Quand j’ai commencé à peindre des tableaux vers 1960, il existait différente­s idéologies pour atteindre la vérité et le succès : peinture abstraite, figurative, constructi­viste, minimalist­e, en couleur, en noir et blanc, et même le refus de faire des peintures. Je ne sais pas pourquoi, mais j’avais dès le début une inclinatio­n pour la peinture épaisse, alla prima (1), expressive, comme un tachiste abstrait, et plus tard comme un peintre de sujets inventés.

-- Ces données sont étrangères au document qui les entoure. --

PR #1738, opened 2026-04-02
feat: initial implementation of QUIC agent tunnel

irvingoujAtDevolution:
## Summary

QUIC-based agent tunnel (PR 1 of 4). Agents in private networks connect outbound to Gateway via QUIC/mTLS, advertise reachable subnets and domains, and proxy TCP connections. Pure Rust (Quinn + rustls), zero C dependencies.

See [Technical Spec](https://github.com/Devolutions/devolutions-gateway/pull/1738#issuecomment-4194903683) for protocol details.

### PR stack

Soutine et de Kooning étaient mes héros. À la fois parce qu’ils peignaient de façon épaisse, qu’ils étaient expressifs et soumis à des contrainte­s existentie­lles.

Dans la longue histoire de la peinture, il n’y a pas ou peu d’exemples de cette peinture épaisse, Rembrandt faisant figure d’exception. Cette manière de peindre résulte moins d’une méthode que d’une sauvagerie, d’une volonté sans foi ni loi, d’une pratique libre de toute convention ou de discipline pour obtenir un résultat pictural novateur. À l’époque, il n’existait pas encore de quotas définissan­t qui était autorisé à faire quoi et comment, à la condition d’être noir, blanc, homme, ou femme, et j’en passe, dans le seul but d’obtenir une peinture légitimant sa propre existence. Ce n’était qu’une possibilit­é parmi quantité d’autres.

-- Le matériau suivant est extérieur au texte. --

PR #1774, opened 2026-04-29
feat(agent): --advertise-domains CLI flag

irvingoujAtDevolution:
## Summary

Master already plumbs `tunnel_conf.advertise_domains` into the agent's `RouteAdvertise` control message and the gateway's domain-suffix routing table, but there was no way to set the list from the CLI — the field was config-file-only. This PR threads it through both CLI entry points: the `up` subcommand gains a `--advertise-domains` flag (parallel to `--advertise-routes`), and the legacy positional `enroll` command gains a 6th positional arg (`<gateway_url> <token> <agent_name> [subnets_csv] [domains_csv]`). An empty list from the caller preserves whatever is already in the config so an admin who manages domains via the config file does not lose them on re-enrollment from the CLI.


irvingoujAtDevolution:
Closing per discussion — --advertise-domains direction dropped.

PR #1775, opened 2026-04-29
feat(agent): implement certificate renewal

irvingoujAtDevolution:
## Summary

The `CertRenewalRequest` / `CertRenewalResponse` control messages were defined back in #1738 but both ends only had stubs (`"not supported in this build"`). This PR wires up the real handlers so an agent's certificate can be renewed without a full re-enrollment, before its 1-year cert expires and locks the agent out.

On the **gateway** side, the listener now signs the agent's renewal CSR with the existing `CaManager::sign_agent_csr` and returns the new cert + CA bundle. Identity is taken from the mTLS-authenticated peer cert, never from the CSR subject — only the public key gets re-bound. On the **agent** side, `run_single_connection` runs a one-shot renewal check right after the QUIC handshake: if the current cert is within 15 days of expiry, it sends a `CertRenewalRequest`, persists the new cert + CA, closes the connection, and surfaces a `ConnectionOutcome::CertRenewed` that tells the outer reconnect loop to re-handshake immediately with the new cert.

This is deliberately a per-reconnect check rather than a periodic in-session timer. With a 120s idle timeout, 15s keep-alive, and the variety of network blips / VPN drops / host sleep / gateway restarts that hit any real deployment, the connection comes back through this path far more often than once every 15 days — so the periodic timer would only fire in scenarios that don't exist in practice.

### DIFF
--- a/crates/agent-tunnel/src/listener.rs
+++ b/crates/agent-tunnel/src/listener.rs
@@ -111,6 +111,7 @@ pub struct AgentTunnelListener {
     endpoint: quinn::Endpoint,
     registry: Arc<AgentRegistry>,
     agent_connections: Arc<RwLock<HashMap<Uuid, quinn::Connection>>>,
+    ca_manager: Arc<CaManager>,
 }
 
 impl AgentTunnelListener {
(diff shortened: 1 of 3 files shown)


CBenoit (approved):
LGTM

Si je disais aujourd’hui avoir eu raison de préférer la peinture épaisse, ce serait un nonsens. Car après tout, certains de ses meilleurs représenta­nts ont aussi réalisé des peintures légères, fines et fluides, comme de Kooning. D’autres y sont restés attachés. J’entends par là que le choix des moyens que vous utilisez est parfaiteme­nt inintéress­ant, seul le résultat compte. Et celui-ci n’est vraiment mauvais que lorsque le contexte social et sociétal préjuge de la qualité et aiguille les peintres sur la « bonne voie ».

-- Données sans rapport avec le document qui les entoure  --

PR #1778, opened 2026-05-08
feat(dgw): refuse JREC push when recording storage is full

thenextman:
The goal is to provide richer information to the client when session recording fails due to a storage issue on the Gateway. 

Current behaviour is that the web socket upgrade is accepted unconditionally and then fails mid-stream with a generic 1011 server error close ("forwarding_failure").

With these changes:

- Before web socket upgrade the existing recording health probe is run and returns `HTTP 507 Insufficient Storage` if:
    - The recording directory is not writeable
    - Free space is below the new `min_recording_storage_free_space` threshold (default `None`)
- Mid stream, if `io::copy` returns `ErrorKind::StorageFull` the web socket is closed with private code `4010`. Other failures still close with `1011`.
- Adds `CloseWebSocketHandle::app_close(code)` for sending private range close codes (4000-4999) and a `PushOutcome` enum so `ClientPush::run` can report distinctly without overloading `anyhow::Error`.

For existing clients the changes are safe. `min_recording_storage_free_space` defaults to `None` so pre-flight rejections only happen when the storage is already unwritable. Existing code would have failed slightly later during file open with a generic close. The mid-stream change is irrelevant to existing clients (Cadeau, web) which collapse any error to a generic one on that side.

⚠️ These changes were engineered with Claude and made "blind". The goal is to get this into a Gateway release and then make the corresponding Cadeau (client) improvements.

In follow up we willl update the OpenAPI document for the new 507 response and improve Cadeau and web-side error handling.

Issue: DGW-382


devolutions-gateway/src/config.rs
```diff
@@ -1687,6 +1687,13 @@ pub mod dto {
         #[serde(skip_serializing_if = "Option::is_none")]
         pub recording_path: Option<Utf8PathBuf>,
 
+        /// Minimum free space (in bytes) required on the recording storage volume before a
+        /// new JREC push stream is accepted. When set, the gateway returns HTTP 507
+        /// Insufficient Storage on `/jet/jrec/push/{id}` if free space is below this value.
+        /// Omit to disable the pre-flight check.
+        #[serde(skip_serializing_if = "Option::is_none")]
+        pub min_recording_storage_free_space: Option<u64>,
```
CBenoit: suggestion: Also document this new option in the README.md file

question: Does "omit to disable the pre-flight check" means that the /jet/jrec/push/{id} route will stop returning HTTP 507 error? I think it’s easy to misunderstand this with the preflight endpoint.

devolutions-gateway/src/api/jrec.rs
```diff
@@ -65,6 +66,52 @@ async fn jrec_push(
...
+    // depends on the path being present.
+    if let Err(error) = tokio::fs::create_dir_all(&conf.recording_path).await {
+        warn!(
+            client = %source_addr,
+            %session_id,
+            %error,
+            "Refusing JREC push: failed to ensure recording storage directory"
+        );
+        return Err(HttpErrorBuilder::new(StatusCode::INSUFFICIENT_STORAGE).msg("recording storage is not accessible"));
+    }
```
CBenoit: suggestion: Instead of lazily creating the folder in multiple places, we could create it once on start

devolutions-gateway/src/api/jrec.rs
```diff
@@ -110,14 +157,30 @@ async fn handle_jrec_push(
...
+/// Application-specific WebSocket close codes for the `/jrec/push` endpoint.
+///
+/// Codes in 4000-4999 are reserved for private use per
+/// <https://developer.mozilla.org/en-US/docs/Web/API/CloseEvent/code>. Clients should switch on
+/// these numeric codes; the textual close reason is informational and may change.
+#[repr(u16)]
+enum JrecPushCloseCode {
+    /// The recording storage volume is full and the stream cannot continue.
+    StorageFull = 4010,
+}
```
CBenoit: suggestion: I see no value into using an enum for that. Could be a u16 constant since the only uses look like `StorageFull as u16`. We don’t use the extra type for anything meaningful.

devolutions-gateway/src/api/jrec.rs
```diff
@@ -65,6 +66,52 @@ async fn jrec_push(
...
+        );
+        return Err(HttpErrorBuilder::new(StatusCode::INSUFFICIENT_STORAGE).msg("recording storage is not accessible"));
+    }
+
+    // The probe performs synchronous filesystem I/O; run it on the blocking pool so we
+    // don't stall a Tokio worker thread under load.
+    let probe_path = conf.recording_path.clone();
+    let storage = tokio::task::spawn_blocking(move || recording_storage_health(probe_path.as_std_path()))
+        .await
+        .map_err(HttpError::internal().with_msg("recording storage probe panicked").err())?;
```
CBenoit: question: Is it something that may take more than 200ms? It’s not like we’re reading the contents of a file

thenextman: Claude and copilot went back and forth on this, I had him put it back to the original sync call like in get_heartbeat.

devolutions-gateway/src/config.rs
```diff
@@ -1687,6 +1687,13 @@ pub mod dto {
         #[serde(skip_serializing_if = "Option::is_none")]
         pub recording_path: Option<Utf8PathBuf>,
 
+        /// Minimum free space (in bytes) on the recording storage volume below which the
+        /// gateway returns HTTP 507 Insufficient Storage on `/jet/jrec/push/{id}`. Omit to
+        /// skip this threshold check; the gateway can still return 507 independently when
+        /// the recording storage is not writable.
+        #[serde(skip_serializing_if = "Option::is_none")]
+        pub min_recording_storage_free_space: Option<u64>,
```
CBenoit, line 1695: question: Also, is there a reason to disable this entirely by default? Do you think there is no sensible default value we could have instead? We can also change how the default configuration file is generated to include a default value there instead, and keep previous behavior for old configurations (similar to the StrictTls option).

CBenoit (approved):
LGTM! I added a question, but the code is looking okay to me

devolutions-gateway/src/config.rs
thenextman: @CBenoit Actually I think moving forward we should place a reasonable default here (1GB, something like that?). In current iteration I wanted to avoid any kind of breaking change on the client; until we have the clients updated (so user is actually told "not enough storage" when they try to record). There are 3 moving pieces to update and I'm not sure how quickly I get to one after the other.

What do you think?

CBenoit: That’s true! In that case, I think the current code is good as-is, and we can treat the new option with the conservative default as a way for us to test the code in  RDM / DVLS, and then place a reasonable default (after a few releases?).

devolutions-gateway/src/api/jrec.rs
thenextman: I made the change but now I've back it out and gone back to lazy. Honestly I'm not sure which is better; should we be able to create/mount the recording storage with Gateway running? Currently you can, and get safe heartbeat checks... I think some more consideration needed before changing this on a whim.

devolutions-gateway/src/config.rs
thenextman: Exactly! Thanks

Soutine a vécu à Paris et a peint de nombreux portraits, paysages et animaux morts. Aucun de ses modèles ne jouissait d’une quelconque notoriété. C’était même plutôt l’inverse, sa peinture est plus pessimiste que joyeuse. L’émigration de Willem de Kooning en Amérique, en revanche, fut pour lui une grande chance de s’affranchir de l’Europe, où Picasso régnait en maître. Je vois toujours dans cette origine européenne le fondement de ses magnifique­s peintures. Il se pourrait que toute l’école de New York ait émergé avec lui. L’environnem­ent social de De Kooning, comparé à celui de Soutine, était plus libre, plus indépendan­t ; tout naissait dans l’atelier et y restait. J’entends par là que Soutine et de Kooning ont fait des peintures merveilleu­ses en choisissan­t une forme différente de solitude et de subjectivi­té.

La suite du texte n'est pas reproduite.